ぐっもーにん。クーです。そして朝です。
え? 昨日の続きはって?
聞かんといてよ// 柄にもなくマジモード入っちゃって恥ずかしいんだから。黒歴史になりそうです。
まぁ前言撤回するつもりもないけどね。マチルダさんは俺の嫁(キリッ なんつってww キャー//
……はい。そろそろ自重します。
昨夜の事ですが、あの後すぐに邪魔が入りました。
やはり風の精霊ちゃんによる人払いモドキでは限界があったようで、姿の見当たらない主賓(オレ)を探しにホストである
そのまま口説き続けていたら「アイヤー、ガリアの公爵に見染められるなんて目出度いアルー」なんて感じにマチルダさんの意思を無視して縁談に、なんてことになりかねなかったので自重したんです。
手段をあえて選ばなきゃといけないケースってのもあると思うんすよ。
え? 護衛の騎士連中は何してたのかって?
アイツラならパーティーに招かれてた地元の貴族令嬢相手に鼻の下を伸ばしてましたよ。
そりゃ俺ならそこらのメイジが相手でも後れを取ったりしないけどさ、もう少し真面目にやれってんだ。
オルレアンに帰ったら一度
ま、そんなわけで一夜明けてちょっと冷静になってしまったわけですが。
はてさて、マチルダさんの方は俺の事をどう思ってるのかね。
今回ばかりは『コミュ力』チートに頼らないと決めたので、どう思われているのか分からなくて少し不安ですが。

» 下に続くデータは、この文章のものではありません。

PR #8527, opened 2023-11-27
topology2: sof-mtl-rt713-l0-rt1316-l12-rt1713-l3: Enable ChainDMA

ujfalusi:
Enable chain DMA support for HDMI links.

Tested on device with 6.7.0 based kernel.

PR #8568, opened 2023-12-04
topology2: Enable ChainDMA for HDMI by default

ujfalusi:
Hi,

going through all configurations and set the flag one-by-one does not scale and the HDA topologies have the ChainDMA enabled for HDMI for quite some time now while some SDW enables it, some does not.

It can be selectively disabled for configurations if needed, but ChainDMA should be stable now to be default on display side.

Replaces: #8527


kv2019i (approved):

lgirdwood (approved):

ujfalusi:
Changes since v1:
- Move the `HDMI_USE_CHAIN_DMA "true"` to `tools/topology/topology2/platform/intel/hdmi-default.conf` instead of scattered around in different config files (for HDA, SDW, etc)

plbossart (approved):
Nice cleanup, thanks @ujfalusi

PR #8573, opened 2023-12-05
zephyr: cpu: ipc reinit after rtd3

tmleman:
This patch enables PM_DEVICE_RUNTIME_EXCLUSIVE. So far, some devices have been suspended by PM during power transition to D3 (this was actually only done for the IPC device). This device suspend step was skip if device was busy, but system suspend was continued. This behavior resulted in an incorrect IPC device state after the context was restored.

Since D3 is system power-off, all devices are restarted and we don't need to do any IPC suspend. SOF already check conditions for successful shutdown and if everything is OK we can just go to power-off in idle.

Until the IPC driver is reworked to enable normal initialization without additional conditions we need to manually trigger suspend and resume actions.

Depends on:

- [ ] https://github.com/zephyrproject-rtos/zephyr/pull/66135
- [ ] zephyr update in west


app/boards/intel_adsp_ace15_mtpm.conf
```diff
@@ -12,7 +12,7 @@ CONFIG_COMP_MULTIBAND_DRC=y
 CONFIG_PM=y
 CONFIG_PM_DEVICE=y
 CONFIG_PM_DEVICE_RUNTIME=y
-CONFIG_PM_DEVICE_RUNTIME_EXCLUSIVE=n
+CONFIG_PM_DEVICE_RUNTIME_EXCLUSIVE=y
```
kv2019i, line 15: Some explanation about this option would be beneficial (the one-liner from Zephyr Kconfig should be ok). Also to understand this patch, it helps to understand this is set by default and this was disabled for specific Intel platforms only.

zephyr/lib/cpu.c
```diff
@@ -63,6 +63,7 @@ static FUNC_NORETURN void secondary_init(void *arg)
 #if CONFIG_ZEPHYR_NATIVE_DRIVERS
 #include <sof/trace/trace.h>
 #include <rtos/wait.h>
+#include <intel_adsp_ipc.h>
```
kv2019i, line 66: This needs to be wrapped into ifdef CONTEXT_SAVE. This is in general a bit iffy to have Intel specific code here when this code should be generic for all vendors. But alas we have the context save code already in this file, but let's at least use that so you can compile this file for other platforms.

app/boards/intel_adsp_ace15_mtpm.conf
```diff
@@ -12,7 +12,7 @@ CONFIG_COMP_MULTIBAND_DRC=y
 CONFIG_PM=y
```
kv2019i, line 12: I'm having a bit hard time to understand the commit:
```
Since D3 is system power-off, all devices are restarted and we don't
need to do any IPC suspend. SOF already check conditions for successful
shutdown and if everything is OK we can just go to power-off in idle.
```

Is this talking about case of IMR context-save case or regular D3? I'm guess in regular case, suspend is not needed as we'll start from scratch anyways. But in context-save case,  why do we actually have to suspend? The state of the IPC driver should be restored from IMR, so it should just continue from whatever state it was before state save. OTOH, if there's a reason, then this patch seems to be the way to do it, but the commit is not very easy to follow.

app/boards/intel_adsp_ace15_mtpm.conf
```diff
@@ -12,7 +12,7 @@ CONFIG_COMP_MULTIBAND_DRC=y
...
 CONFIG_PM_DEVICE=y
 CONFIG_PM_DEVICE_RUNTIME=y
-CONFIG_PM_DEVICE_RUNTIME_EXCLUSIVE=n
+CONFIG_PM_DEVICE_RUNTIME_EXCLUSIVE=y
 CONFIG_PM_DEVICE_POWER_DOMAIN=y
 CONFIG_PM_POLICY_CUSTOM=y
```
kv2019i, line 18: And this as well:
```
Until the IPC driver is reworked to enable normal initialization without
additional conditions we need to manually trigger suspend and resume
actions.
```

Does this cover context-save only, or some more general problem? What are the "additional conditions"?

kv2019i (commented):
Some comments inline.

lgirdwood (commented):
@tmleman we should probably comment in the code why we need to manually trigger suspend and resume actions so that its obvious to everyone (and it will be easier for other to follow the next steps).

tmleman:
I forgot about that pull request and created a new one, which has already been merged. I'm closing this one.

朝食をサウスゴータ家のみなさんと頂いた時には、マチルダさんは特に気にした風でもなかったんで、悪印象を与えたわけではないと思うんですがね。
逆にいえば気にされてない、というのは悲しくもありますが、まぁネガティブ思考はやめましょ。
これから大事な『お仕事』ですし。
はい。現在ロンディニウムはハヴィランド宮殿にいます。
この『アルビオン旅行』はトリステインに大使として向かった時とは違い、あくまで『旅行』なので実はロンディニウムには来なくても良かったんですが。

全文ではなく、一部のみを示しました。